(Stored items)
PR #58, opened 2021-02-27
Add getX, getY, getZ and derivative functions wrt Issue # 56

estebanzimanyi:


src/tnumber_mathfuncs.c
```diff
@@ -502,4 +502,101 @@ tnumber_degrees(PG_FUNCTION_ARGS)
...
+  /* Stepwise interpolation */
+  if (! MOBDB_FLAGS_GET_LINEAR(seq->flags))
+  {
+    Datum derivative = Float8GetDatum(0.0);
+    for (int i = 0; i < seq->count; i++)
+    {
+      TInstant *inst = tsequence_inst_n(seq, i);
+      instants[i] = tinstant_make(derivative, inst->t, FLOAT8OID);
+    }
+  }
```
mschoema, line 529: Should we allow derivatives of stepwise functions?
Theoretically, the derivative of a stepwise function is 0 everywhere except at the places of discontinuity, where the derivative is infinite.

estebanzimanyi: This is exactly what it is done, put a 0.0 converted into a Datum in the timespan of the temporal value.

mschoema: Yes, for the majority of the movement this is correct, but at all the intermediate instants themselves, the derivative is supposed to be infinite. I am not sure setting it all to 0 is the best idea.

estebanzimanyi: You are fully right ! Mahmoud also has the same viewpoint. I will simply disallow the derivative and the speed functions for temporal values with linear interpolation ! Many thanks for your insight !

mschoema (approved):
* * *
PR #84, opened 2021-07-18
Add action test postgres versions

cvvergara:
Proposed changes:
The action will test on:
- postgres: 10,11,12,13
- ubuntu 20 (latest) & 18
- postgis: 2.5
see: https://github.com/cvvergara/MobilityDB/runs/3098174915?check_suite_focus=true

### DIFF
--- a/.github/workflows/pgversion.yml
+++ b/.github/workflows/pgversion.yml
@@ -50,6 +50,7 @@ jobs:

• _Exercise description_
Using the data above, reproduce exactly the lines between those holding "The action will" and "-50,6 +50,7 @@", inclusive, and no others.

• _Output for this task_
The action will test on:
- postgres: 10,11,12,13
- ubuntu 20 (latest) & 18
- postgis: 2.5
see: https://github.com/cvvergara/MobilityDB/runs/3098174915?check_suite_focus=true

### DIFF
--- a/.github/workflows/pgversion.yml
+++ b/.github/workflows/pgversion.yml
@@ -50,6 +50,7 @@ jobs:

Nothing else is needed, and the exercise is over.